Process block 174 indicates that the index for the cache entry is determined, and the symbol for the index is written or stored. The index is determined by sequentially searching the cache from most recently used values to least recently used values, ignoring any values that may have already appeared in the tones for the context.
It will be appreciated that the logical state of cache 172 is a subset of elements in the physical cache. Since the value being coded was out of context, it by definition cannot have the same value as any of the tones in the context. Therefore, any elements in cache 172 that have the same value as any of the tones are not useful, and are removed from the logical state of cache 172. The remaining values are indexed and the probability mass function for the indices are estimated and adapted every time a value is coded out of context.
Process block 178 indicates that color cache 172 and its estimated probability mass function are updated to reflect the symbol written in process block 172. As illustrated in FIG. 11, this updating of color cache 172 includes rotating to the top the value of the symbol being written.

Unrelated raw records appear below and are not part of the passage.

PR #436, opened 2019-05-14
Revert "Changes the default 3rd party logger from rcl_logging_noop to…

clalancette:
… rcl_logging_log4cxx (#425)"

This reverts commit ac8ee907405748684d1184ca4fd6257313f20a5c.

As discussed at length in https://github.com/ros2/build_cop/issues/189 and https://github.com/ros2/build_cop/issues/188, there are enough problems in the rcl_logging_log4cxx backend that we should switch back to noop for now and then revisit the issue immediately after dashing.

### DIFF
--- a/rcl/cmake/get_default_rcl_logging_implementation.cmake
+++ b/rcl/cmake/get_default_rcl_logging_implementation.cmake
@@ -24,13 +24,13 @@
 macro(get_default_rcl_logging_implementation var)
 
   # if logging implementation already specified or RCL_LOGGING_IMPLEMENTATION environment variable
-  # is set then use that, otherwise default to using rcl_logging_log4cxx
+  # is set then use that, otherwise default to using rcl_logging_noop
   if(NOT "${RCL_LOGGING_IMPLEMENTATION}" STREQUAL "")
     set(_logging_implementation "${RCL_LOGGING_IMPLEMENTATION}")
   elseif(NOT "$ENV{RCL_LOGGING_IMPLEMENTATION}" STREQUAL "")
     set(_logging_implementation "$ENV{RCL_LOGGING_IMPLEMENTATION}")
   else()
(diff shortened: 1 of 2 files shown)


clalancette:
CI running a "Debug" build, as that shows more of the problems:

* Linux [Build Status](http://ci.ros2.org/job/ci_linux/7066/)
* Linux-aarch64 [Build Status](http://ci.ros2.org/job/ci_linux-aarch64/3294/)
* macOS [Build Status](http://ci.ros2.org/job/ci_osx/5790/)
* Windows [Build Status](http://ci.ros2.org/job/ci_windows/6882/)

dirk-thomas:
#435 needs to be part of this revert too. And the noop package needs to be dependent on instead.

clalancette:
> #435 needs to be part of this revert too.

Good call, done in 1e86e7f

> And the noop package needs to be dependent on instead.

Sorry, I'm not sure what this bit means.  `rcl` depends on the `rcl_logging_packages` group, which `rcl_logging_noop` provides.  What else do we need to change?

dirk-thomas:
The package dependency of the default plugin needs to be explicit (same reason why it was added for log4cxx) since some parts of the pipeline don't consider the group dependencies.

clalancette:
> I think this is probably the best thing to do for the time. I would also like to see a package introduced to CI that will at least exercise the log4cxx build/run if we intend to switch it back on in the long term.

I think we should look at alternatives to log4cxx.  There are quite a few available, and several of them are much more actively maintained than log4cxx.  I did a prototype of an rcl logging backend using [spdlog](https://github.com/gabime/spdlog), which seemed to work OK in basic testing and is active.  I'm not suggesting we necessarily need to use that one, but we should look at our options.

dirk-thomas:
I will go ahead and merge this before the nightlies are started,..

PR #459, opened 2019-06-12
Add function for getting clients by node

jacobperron:
Connects to https://github.com/ros2/rmw/pull/179

Along with the related PRs, this changes the behavior of `rcl_get_service_names_and_types_by_node` such that it only returns a list of server servers. Previously, it returned a list for both service clients and service servers. The new function `rcl_get_client_names_and_types_by_node` returns a list of service clients.

### DIFF
--- a/rcl/include/rcl/graph.h
+++ b/rcl/include/rcl/graph.h
@@ -135,7 +135,7 @@ rcl_get_subscriber_names_and_types_by_node(
   const char * node_namespace,
   rcl_names_and_types_t * topic_names_and_types);
 
-/// Return a list of service names and types for associated with a node.
+/// Return a list of service names and types associated with a node.
 /**
  * The `node` parameter must point to a valid node.
  *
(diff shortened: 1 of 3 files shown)


rcl/include/rcl/graph.h
```diff
@@ -180,6 +180,51 @@ rcl_get_service_names_and_types_by_node(
...
+ * The `service_names_and_types` parameter must be allocated and zero initialized.
+ * This function allocates memory for the returned list of names and types and so it is the
+ * callers responsibility to pass `service_names_and_types` to rcl_names_and_types_fini()
+ * when it is no longer needed.
+ * Failing to do so will result in leaked memory.
+ *
+ * \see rcl_get_publisher_names_and_types_by_node for details on the `no_demangle` parameter.
+ *
+ * The returned names are not automatically remapped by this function.
+ * Attempting to create clients using names returned by this function may not
```
mjcarroll: Should this be "attempting to create service servers"?

mjcarroll: And vice-versa on the other doc?

jacobperron: Yeah that makes sense. Updated in da774b1

PR #478, opened 2019-08-01
Fix rosout handler visibility

alsora:
The `rcl/logging_rosout.c` file is not including its header `rcl/logging_rosout.h`.

For some reasons it still builds, but this has the side-effect of neglecting the visibility macros explicitly declared in the header file.

This PR partially address https://github.com/ros2/rcl/issues/476

Issue #476, opened 2019-07-29
Undefined reference to rcl_logging functions


alsora:
## Bug report

**Required Info:**

- Operating System:
  - Ubuntu 18.04
- Installation type:
  - source 
- Version or commit hash:
  - master
- Client library (if applicable):
  - rclcpp

#### Steps to reproduce issue
```
#include "rclcpp/rclcpp.hpp"
#include "rcl/logging_rosout.h"
#include <rcl/logging.h>
using namespace std::chrono_literals;

class LoggerNode : public rclcpp::Node
{
public:
  LoggerNode()
  : Node("logger_node")
  {
    //auto allocator = rcl_get_default_allocator();
    //rcl_ret_t status = rcl_logging_rosout_init(&allocator);
    rcutils_logging_set_output_handler(rcl_logging_rosout_output_handler);
   
    auto timer_callback =
      [this]() -> void {
        RCLCPP_INFO(this->get_logger(), "Hello World");
      };
    timer_ = this->create_wall_timer(500ms, timer_callback);
  }

private:
  rclcpp::TimerBase::SharedPtr timer_;
};

int main(int argc, char * argv[])
{
  rclcpp::init(argc, argv);
  rclcpp::spin(std::make_shared<LoggerNode>());
  rclcpp::shutdown();
  return 0;
}

```

#### Expected behavior

I create a node with a custom logging output handler (in this case it should only log to `rosout` topic).

#### Actual behavior

The above code doesn't build as I get a linker error:
```
undefined reference to `rcl_logging_rosout_output_handler'
```

This function is marked as `RCL_PUBLIC`, so it should be accessible.

Note that if I comment the following line in `rcl/CMakeLists.txt` the compilation succeeds.
```
rcl_set_symbol_visibility_hidden(${PROJECT_NAME} LANGUAGE "C")
```

#### Additional notes

On the other hand, the function `rcl_logging_rosout_init` is marked as `RCL_LOCAL`, thus it's hidden and I can't use it in my code.
Assuming that the `rcl_logging_rosout_output_handler` has to be accessible somehow, there should also be a way for checking if it has already been initialized and to initialize it.

This issue is linked to 

https://answers.ros.org/question/329532/ros2-how-to-programmatically-set-rosout-logging-handler/
https://discourse.ros.org/t/set-symbol-visibility-to-hidden-for-rmw-and-rcl-packages/7981/5?u=alsora

wjwwood:
[...]

PR #479, opened 2019-08-01
rosout init and fini marked as RCL_PUBLIC

alsora:
The functions for setting logger handlers are accessible from the `rcl` library, together with `rcl_logging_rosout_output_handler` (a bug in the visibility setting is addressed in https://github.com/ros2/rcl/pull/478).

However, the `rcl_logging_rosout_output_handler` is not usable from outside this library without access to the `init` and `fini` functions.

This PR addresses https://github.com/ros2/rcl/issues/476

### DIFF
--- a/rcl/include/rcl/logging_rosout.h
+++ b/rcl/include/rcl/logging_rosout.h
@@ -45,7 +45,7 @@ extern "C"
  * \return `RCL_RET_BAD_ALLOC` if allocating memory failed, or
  * \return `RCL_RET_ERROR` if an unspecified error occurs.
  */
-RCL_LOCAL
+RCL_PUBLIC
 RCL_WARN_UNUSED
 rcl_ret_t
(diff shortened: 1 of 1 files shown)


nburek:
This makes sense to me. It was originally intend that you could reuse any of the individual logging handlers instead of the default composition of stdout, rosout, and external. We just missed the fact that you'd need the init and fini functions publicly accessible in order to do that. 

The rosout handlers should only be defined in the `rcl` package. Some of the external logger handlers were redefined in the individual logging packages in order to avoid a circular dependency and so that they could be publicly exported as well. That shouldn't impact the rosout handler.

alsora:
@wjwwood any updates on this?

nuclearsandwich:
CI for this together with #478 via an omnibus branch is linked here: https://github.com/ros2/rcl/pull/478#issuecomment-521663707

PR #127, opened 2014-11-06
Updated the grunt target to delete node_modules directory afterward

DamianEdwards:
- It shells out to "rmdir" tool as that is safe for long paths
- Doing this to work around the issue with KRE compile failing when long paths are present in the project folder


davidfowl:
Whats the deal with this?

Issue #37, opened 2014-03-06
Build fails if there's no src folder


davidfowl:
We should check for existence before

dougbu:
Fixed via f38d08a408dd113a9b21823927603defab40497d

PR #133, opened 2014-12-05
#37, Support sample- or test-only repositories

dougbu:
- skip a few targets when src directory does not exist

/cc Universe triage team


dougbu:
@davidfowl ping

Eilon:
Yeah it seems to match the other existing conditions in the file. :shipit:

PR #148, opened 2015-01-21
Make build install go directly to packages cache

davidfowl:
/cc @pranavkm @dougbu

### DIFF
--- a/build/_k-local-publish.shade
+++ b/build/_k-local-publish.shade
@@ -1,0 +1,16 @@
+@{/*
+
+k-local-publish
+    Builds project. Downloads and executes k sdk tools.
+
+sourcePackagesDir=''
+    Required. Path to packages to install (skips symbol packages)
+*/}
+
+@{
+   var packages = Directory.EnumerateFiles(sourcePackagesDir, "*.nupkg")
+                           .Where(p => !p.EndsWith(".symbols.nupkg"));
+}
+
+exec program='cmd' commandline='/C kpm packages add ${package}' if='!IsMono' each='var package in packages'
+exec program='kpm' commandline='packages add ' if='IsMono' each='var package in packages'
--- a/build/_k-local-publish.shade
+++ b/build/_k-local-publish.shade
@@ -13,4 +13,4 @@ sourcePackagesDir=''
 }
 
 exec program='cmd' commandline='/C kpm packages add ${package}' if='!IsMono' each='var package in packages'
-exec program='kpm' commandline='packages add ' if='IsMono' each='var package in packages'
+exec program='kpm' commandline='packages add ${package}' if='IsMono' each='var package in packages'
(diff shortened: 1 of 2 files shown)


pranavkm:
The only concern is it's a bit easy to wipe out all your locally built packages now - all you do is wipe our your .nuget folder. You'd have to hunt these packages down in the future when you want to switch back to packages from the feed.

dougbu:
think I have a similar concern to @pranavkm

`kpm packages add` determines the target directory from the project.json file, with default $env:USERPROFILE\.dotnet\packages.  so this update mixes what I've downloaded (potentially just for a single project) with my locally-built overrides.

scenario 1: blow away everything I've downloaded _but_ keep what I've installed locally.  I can do that today because the local installations are kept separate (just have exploded copies in $env:USERPROFILE\.dotnet\packages).  ugly after this change.

scenario 2: temporarily build using only published packages.  today I would I disable my NuGet cache source for that build.  only option is to manually remove (or temporarily move) all "*-t00000000000.nupkg" packages after this change.

suggest we use the second, optional parameter to `kpm packages add`, providing the target directory.  or provide an `kpm packages push-local` command.  in either the .shade file or the `push-local` command, use a well-known default location such as $env:USERPROFILE\.dotnet\local that we can either add to our NuGet.config files or manage on a per-developer basis.

side notes  :frowning: -
- `kpm help packages add` fails
- `kpm packages add -?` oddly describes the target packages directory as the `[source]`

davidfowl:
Few comments:

> kpm packages add determines the target directory from the project.json file, with default $env:USERPROFILE\.dotnet\packages. so this update mixes what I've downloaded (potentially just for a single project) with my locally-built overrides.

It doesn't mix anything. Think of it as a way to populate the local packages folder to make your package "visible". It skips the build install step which I think is pointless since you don't have to kpm restore on the other projects to actually consume this package.

> scenario 1: blow away everything I've downloaded but keep what I've installed locally. I can do that today because the local installations are kept separate (just have exploded copies in $env:USERPROFILE\.dotnet\packages). ugly after this change.

This isn't true at all. When you build install and kpm restore, you're in the same boat so I'm not quite sure what you mean. Are you saying that its easy to remove locally built packages before they are installed? Sure that's true, except as soon as you do kpm restore you're hosed in the same way.

>  scenario 2: temporarily build using only published packages. today I would I disable my NuGet cache source for that build. only option is to manually remove (or temporarily move) all "*-t00000000000.nupkg" packages after this change.

Same as before, if you do a single kpm restore at any point ever, you'll have to clean up the local cache anyways so I don't quite understand the sentiment.

> suggest we use the second, optional parameter to kpm packages add, providing the target directory. or provide an kpm packages push-local command. in either the .shade file or the push-local command, use a well-known default location such as $env:USERPROFILE\.dotnet\local that we can either add to our NuGet.config files or manage on a per-developer basis.

So the general fear seems to be around cleaning up these things when you're ready to not use them anymore (a problem that exists today) and one that I agree sucks. Let's go with your suggestion but I'd rather not have to run kpm restore in order to make these packages visible to the runtime. So we also need a clean way to add extra packages locations (or have a default one) that is separate from `%userprofile%\.dotnet\packages`. Unfortunately, NuGet.config doesn't work for this.

pranavkm:
Spoke to @davidfowl about this offline. We can evolve kpm to take away the pains of cleaning this up.

:shipit:  from me

pranavkm:
This was addressed as part of https://github.com/aspnet/Universe/pull/152

PR #150, opened 2015-01-22
Remove System.Data packages

bricelam:


Eilon:
Retroactive :shipit: on this too of course.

Process block 176 indicates that an entropy code symbol is sent or designated indicating a not-in-cache element.
Process block 180 indicates that the index for a color histogram entry is determined, and the symbol for the index is written or stored. The color histogram contains all the possible values for an element and keeps track of the probabilities of all the out of cache values. This distribution is used to write the symbol for the out of cache value.
Process block 182 indicates that the color histogram and its estimated probability mass function are updated to reflect the symbol written in process block 180. In addition, the symbol value is placed (pushed) at the top of color cache 172, and the least recently used value drops (pops) out of the bottom of cache 172 as in a queue (FIG. 12).
Inquiry block 184 represents an inquiry as to whether there is another element or pixel to be coded. Inquiry block 184 proceeds to process block 186 whenever there is another element or pixel to be coded. Inquiry block 184 proceeds to termination block 188 whenever there is not another element or pixel to be coded.
Process block 186 indicates that the method advances to the next pixel or element. Process block 186 returns to process block 154.
Having described and illustrated the principles of our invention with reference to an illustrated embodiment, it will be recognized that the illustrated embodiment can be modified in arrangement and detail without departing from such principles. It should be understood that the programs, processes, or methods described herein are not related or limited to any particular type of computer apparatus, unless indicated otherwise. Various types of general purpose or specialized computer apparatus may be used with or perform operations in accordance with the teachings described herein. Elements of the illustrated embodiment shown in software may be implemented in hardware and vice versa.
In view of the many possible embodiments to which the principles of our invention may be applied, it should be recognized that the detailed embodiments are illustrative only and should not be taken as limiting the scope of our invention. Rather, we claim as our invention all such embodiments as may come within the scope and spirit of the following claims and equivalents thereto.